Exercise: Among the entries, find each line that includes the string "version" and list it.

Items from a data source:

== == ==

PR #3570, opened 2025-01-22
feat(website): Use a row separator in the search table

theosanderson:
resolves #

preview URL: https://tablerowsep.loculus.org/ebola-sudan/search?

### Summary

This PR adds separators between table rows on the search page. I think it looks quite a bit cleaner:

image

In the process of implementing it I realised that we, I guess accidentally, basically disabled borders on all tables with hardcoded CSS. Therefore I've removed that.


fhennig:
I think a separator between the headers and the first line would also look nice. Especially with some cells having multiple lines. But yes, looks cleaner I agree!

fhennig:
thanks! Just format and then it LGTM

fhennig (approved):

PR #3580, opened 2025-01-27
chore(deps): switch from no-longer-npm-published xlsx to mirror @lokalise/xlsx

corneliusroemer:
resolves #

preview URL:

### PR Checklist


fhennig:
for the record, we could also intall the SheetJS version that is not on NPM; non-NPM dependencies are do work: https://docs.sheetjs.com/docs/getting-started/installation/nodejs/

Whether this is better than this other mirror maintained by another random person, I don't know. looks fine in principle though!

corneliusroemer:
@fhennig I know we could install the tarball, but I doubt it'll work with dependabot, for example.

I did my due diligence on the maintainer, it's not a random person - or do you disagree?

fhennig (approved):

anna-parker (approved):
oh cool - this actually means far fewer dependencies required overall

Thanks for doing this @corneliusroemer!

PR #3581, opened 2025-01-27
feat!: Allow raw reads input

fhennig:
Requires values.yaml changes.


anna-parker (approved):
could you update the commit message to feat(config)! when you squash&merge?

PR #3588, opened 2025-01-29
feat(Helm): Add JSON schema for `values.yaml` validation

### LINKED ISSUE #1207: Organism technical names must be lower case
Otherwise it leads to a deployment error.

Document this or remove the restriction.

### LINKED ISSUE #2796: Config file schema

== == ==

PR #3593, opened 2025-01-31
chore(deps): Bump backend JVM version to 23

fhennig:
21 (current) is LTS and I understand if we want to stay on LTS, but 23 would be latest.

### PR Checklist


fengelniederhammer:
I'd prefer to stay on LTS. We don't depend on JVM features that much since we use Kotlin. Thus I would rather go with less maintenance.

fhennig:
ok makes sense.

== == ==

Output of the exercise:
for the record, we could also intall the SheetJS version that is not on NPM; non-NPM dependencies are do work: https://docs.sheetjs.com/docs/getting-started/installation/nodejs/
chore(deps): Bump backend JVM version to 23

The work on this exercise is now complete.